PR #378, opened 2020-01-17
Improve logging and error handling in the kafka connector

### LINKED ISSUE #372: How to handle errors outside of @Incoming and @Outgoing methods?
**Set-up:**

Kafka custom deserializer
Consumer method annotated with @Incoming
Messages in Kafka topic that cannot be deserialized (e.g. due to error or schema change).

**Expected behavior**

A deserializing exception should be at least logged.
An exception should trigger onErrorResume.

**Actual behavior**

An exception is silently ignored; further message processing stops.

**To reproduce**

1. Create an outgoing channel that writes non-string byte[]. 

       @Incoming("asc-processing-status-v1-in")
       Subscriber<KafkaMessage<String, ProcessingStatus>> gotUpdate() {

            return ReactiveStreams.<KafkaMessage<String, ProcessingStatus>>builder()
                    .onErrorResume(throwable -> {
                        log.warn("Cannot get value" + throwable);
                        return KafkaMessage.of(
                                "unknown",
                                new ProcessingStatus("unknown", Status.FAILURE, "unknown", throwable.getMessage())
                        );
                    })
                    .filter(message -> !message.getKey().equals("unknown"))
                    .forEach(message -> {
                        System.out.println("ShiftSocketApi.gotUpdate");
                        send(message.getPayload());
                    })
                    .build();
        }

1. Create an incoming channel that tries to read String.
1. Send a message.

**Environment**

* Quarkus 1.1.1.Final with quarkus-smallrye-reactive-messaging-kafka plugin
* java version "1.8.0_231"

cescoffier:
Fix #372

### DIFF
--- a/smallrye-reactive-messaging-kafka/src/main/java/io/smallrye/reactive/messaging/kafka/KafkaSource.java
+++ b/smallrye-reactive-messaging-kafka/src/main/java/io/smallrye/reactive/messaging/kafka/KafkaSource.java
@@ -60,7 +60,8 @@ public class KafkaSource<K, V> {
 
         Objects.requireNonNull(topic, "The topic must be set, or the name must be set");
 
-        Flowable<KafkaConsumerRecord<K, V>> flowable = consumer.toFlowable();
+        Flowable<KafkaConsumerRecord<K, V>> flowable = consumer.toFlowable()
+                .doOnError(t -> LOGGER.error("Unable to read a record from Kafka topic '{}'", topic, t));
 
         if (config.getOptionalValue("retry", Boolean.class).orElse(true)) {
             Integer max = config.getOptionalValue("retry-attempts", Integer.class).orElse(5);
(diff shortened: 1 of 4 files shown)


smallrye-reactive-messaging-kafka/src/main/java/io/smallrye/reactive/messaging/kafka/KafkaSource.java
```diff
@@ -60,14 +60,17 @@
...
+                .doOnError(t -> LOGGER.error("Unable to read a record from Kafka topic '{}'", topic, t));
 
         if (config.getOptionalValue("retry", Boolean.class).orElse(true)) {
             Integer max = config.getOptionalValue("retry-attempts", Integer.class).orElse(5);
             flowable = flowable
-                    .retryWhen(attempts -> attempts
-                            .zipWith(Flowable.range(1, max), (n, i) -> i)
-                            .flatMap(i -> Flowable.timer(i, TimeUnit.SECONDS)));
+                    .retryWhen(attempts -> {
+                        return attempts
```
kenfinnigan: Not huge, but is the use of `return` needed, appears to be a single line statement? Is the code change actually changing anything?

PR #391, opened 2020-01-24
Change connector name to smallrye-vertx-eventbus

boosey:
The connector name was coded incorrectly as smallrye.vertx.eventbus. The correct name is smallrye-vertx-eventbus.


cescoffier:
Amazing! Thanks!

Issue #393, opened 2020-01-26
Examples do not work for me


misl:
My Environment:
```
.../smallrye-reactive-messaging/examples/amqp-quickstart$ mvn -version
Apache Maven 3.6.3 (cecedd343002696d0abb50b32b541b8a6ba2883f)
Maven home: /opt/apache-maven-3.6.3
Java version: 11.0.5, vendor: Private Build, runtime: /usr/lib/jvm/java-11-openjdk-amd64
Default locale: en_US, platform encoding: UTF-8
OS name: "linux", version: "5.0.0-38-generic", arch: "amd64", family: "unix"
```
Seems like none of the examples will start from the command-line. 

| Example | Issue |
|-------------|----------|
| quickstart |  No mvn exec:java; java -jar also fails |
| amqp-quickstart | mvn exec:java --> java.lang.ClassNotFoundException: org.slf4j.LoggerFactory |
| awssns-quickstart | mvn exec:java --> java.lang.ClassNotFoundException: org.slf4j.LoggerFactory  |
| cloud-events | No mvn exec:java; java -jar also fails |
| gcp-pubsub-quickstart | mvn exec:java --> java.lang.ClassNotFoundException: org.eclipse.microprofile.reactive.streams.operators.PublisherBuilder |
| kafka-quickstart | mvn exec:java --> java.lang.ClassNotFoundException: org.slf4j.LoggerFactory |
| kafka-quickstart-kotlin | mvn exec:java --> java.lang.ClassNotFoundException: org.slf4j.LoggerFactory |
| mqtt-quickstart | mvn exec:java --> java.lang.ClassNotFoundException: org.slf4j.LoggerFactory |
| mqtt-server-quickstart | No mvn exec:java; jaa -jar also fails |

**What I did:**
- Build the whole project (`mvn clean install`)
- Went through every single example to try 'mvn exec:java'

Can someone please verify this, just to make sure it is not local system that is broken.

kenfinnigan:
Is this issue fixed now?

misl:
For the most part, but I believe AWS and GCP quickstart are still failing.

cescoffier:
I'm starting thinking that the mono-repo approach is not the best. I'm not an expert in AWS and GCP meaning that I cannot really help. It might be better to move them in separate repository (under smallrye of course). @kenfinnigan would this be possible?

kenfinnigan:
So moving the AWS and GCP examples into a separate SmallRye repo?

[...]

PR #394, opened 2020-01-26
#393: Fixed examples/quickstart

misl:
Fixed mvn exec:java for quickstart
- Added README.md 
- Aligned package and classname with other quickstarts


misl:
- AWSSNS: can not be tested without AWS account
- GCP-PubSub: runtime failure after applying similar changes to pom file.

No changes have been committed for these 2 quickstart projects.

• Your assignment: In the entries above, find each line with "connector" and list it.

• Task result:
Improve logging and error handling in the kafka connector
Change connector name to smallrye-vertx-eventbus
The connector name was coded incorrectly as smallrye.vertx.eventbus. The correct name is smallrye-vertx-eventbus.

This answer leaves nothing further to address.